EXERCISE: Pick out each line with the word "default" from the material that follows.

RECORDS SUPPLIED:
Issue #486, opened 2018-09-01
Namespaced keywords


AndreaCrotti:
In one project we use namespaced keywords to register all the events, which has the advantage that you get autocompletion and you don't misspell a keyword as easily.

I know it's not really necessary, but I wonder if it would be worth to mention that in the documentation, or even use that as default style for examples and co.
Any thoughts about that? Or non namespaced keywords are preferred for some reason?

mike-thompson-day8:
Happy to take a PR if you find the right place and words.

lwhorton:
Just some food for thought:

I've developed a handful of rather large reframe projects at this point. Originally I tried to use events to model my domain in a way that I could, if necessary, swap out view implementations (as the needs of the UI changed) while keeping my events/subscriptions the same. It seemed to me a necessary requirement that an effective model would therefore *not* include namespacing, and every event would be descriptive enough to stay "top level". Either I'm not disciplined enough, am incapable of correctly modeling my domain, or this is just not a feasible approach.

Time and time again I find that my domains are often too large to model via events without eventually falling back to namespaced events. Once that possibility opens up, though, it becomes easier to separate "feature specific" events from "domain events". Also, I find that namespacing domain events allows me to leverage different context in which an event can take place. Similar to bounded contexts in domain driven design, my events start to model similar-but-different things that take place in various contexts. In concrete terms: `:admin/change-user-email` has a very different flow than `:user/change-user-email`. 

I'd love to hear someone else's approach to solving this problem.

AndreaCrotti:
Yeah I agree @lwhorton I don't think it's a feasible approach to have everything top level, and it doesn't really make sense to do so imho.

In my experience everything bigger than the TODO mvc app, or any SPA with at least 2 pages, should try to split things by domain, and not by events/subscriptions/etc.
So well I just opened this issue because imho suggesting this default might lead people in the wrong direction, even if of course in the other hand when you are just getting started this model still makes sense.

I'm not too sure where we could add this suggestion though, maybe another document title "beyond the basic App" or something like that?

AndreaCrotti:
Actually sorry it's kind of already mentioned here
https://github.com/Day8/re-frame/blob/master/docs/Basic-App-Structure.md#larger-apps

even if it's the `Basic-App-Structure` file which is a bit confusing.
So I could just add something about namespaced keywords there and maybe rename that file to something more generic, any thoughts @mike-thompson-day8 ?

mike-thompson-day8:
[...]

PR #528, opened 2019-02-13
move the basic app structure file and add docs about namespaced keywords

AndreaCrotti:
This PR is the result of this discussion:
https://github.com/Day8/re-frame/issues/486


AndreaCrotti:
Sorry for all the extra whitespace deleted, I had Emacs set to delete trailing whitespaces, I can revert those changes if it's a problem.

OUTPUT OF THE TASK:
I know it's not really necessary, but I wonder if it would be worth to mention that in the documentation, or even use that as default style for examples and co.
So well I just opened this issue because imho suggesting this default might lead people in the wrong direction, even if of course in the other hand when you are just getting started this model still makes sense.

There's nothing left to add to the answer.